WORK ITEM
Repeat the records below verbatim.

DATASET RECORDS
PR #17474, opened 2023-06-09
node pools: prevent panic on upsert during upgrades

tgross:
Whenever we write a Raft log entry for node pools, we need to first make sure that all servers can safely apply the log without panicking. Gate upsert and delete RPCs on all servers being upgraded to the minimum version.


nomad/leader.go
```diff
@@ -75,6 +75,11 @@ var minACLBindingRuleVersion = version.Must(version.NewVersion("1.5.0-beta.1"))
 // servers must meet before the feature can be used.
 var minNomadServiceRegistrationVersion = version.Must(version.NewVersion("1.3.0"))
 
+// Any writes to node pools requires that all servers are on version 1.6.0 to
+// prevent older versions of the server from crashing.
+// TODO: this is set to 1.5.7 until we ship the beta
```
lgfa29, line 80: Is this because of `version.go`?
https://github.com/hashicorp/nomad/blob/667d0026cde50db770979b0341ac918228cae9ae/version/version.go#L21-L22

I think we can have it as `1.6.0` in `main` (then `1.7.0` when `release/1.6.x` is cut).

lgfa29 (approved):

nomad/leader.go
tgross: That's a good point, at this point there won't be any 1.5.7 releases cut from `main`. Will fix.

shoenig (approved):
LGTM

TASK ANSWER
PR #17474, opened 2023-06-09
node pools: prevent panic on upsert during upgrades

tgross:
Whenever we write a Raft log entry for node pools, we need to first make sure that all servers can safely apply the log without panicking. Gate upsert and delete RPCs on all servers being upgraded to the minimum version.


nomad/leader.go
```diff
@@ -75,6 +75,11 @@ var minACLBindingRuleVersion = version.Must(version.NewVersion("1.5.0-beta.1"))
 // servers must meet before the feature can be used.
 var minNomadServiceRegistrationVersion = version.Must(version.NewVersion("1.3.0"))
 
+// Any writes to node pools requires that all servers are on version 1.6.0 to
+// prevent older versions of the server from crashing.
+// TODO: this is set to 1.5.7 until we ship the beta
```
lgfa29, line 80: Is this because of `version.go`?
https://github.com/hashicorp/nomad/blob/667d0026cde50db770979b0341ac918228cae9ae/version/version.go#L21-L22

I think we can have it as `1.6.0` in `main` (then `1.7.0` when `release/1.6.x` is cut).

lgfa29 (approved):

nomad/leader.go
tgross: That's a good point, at this point there won't be any 1.5.7 releases cut from `main`. Will fix.

shoenig (approved):
LGTM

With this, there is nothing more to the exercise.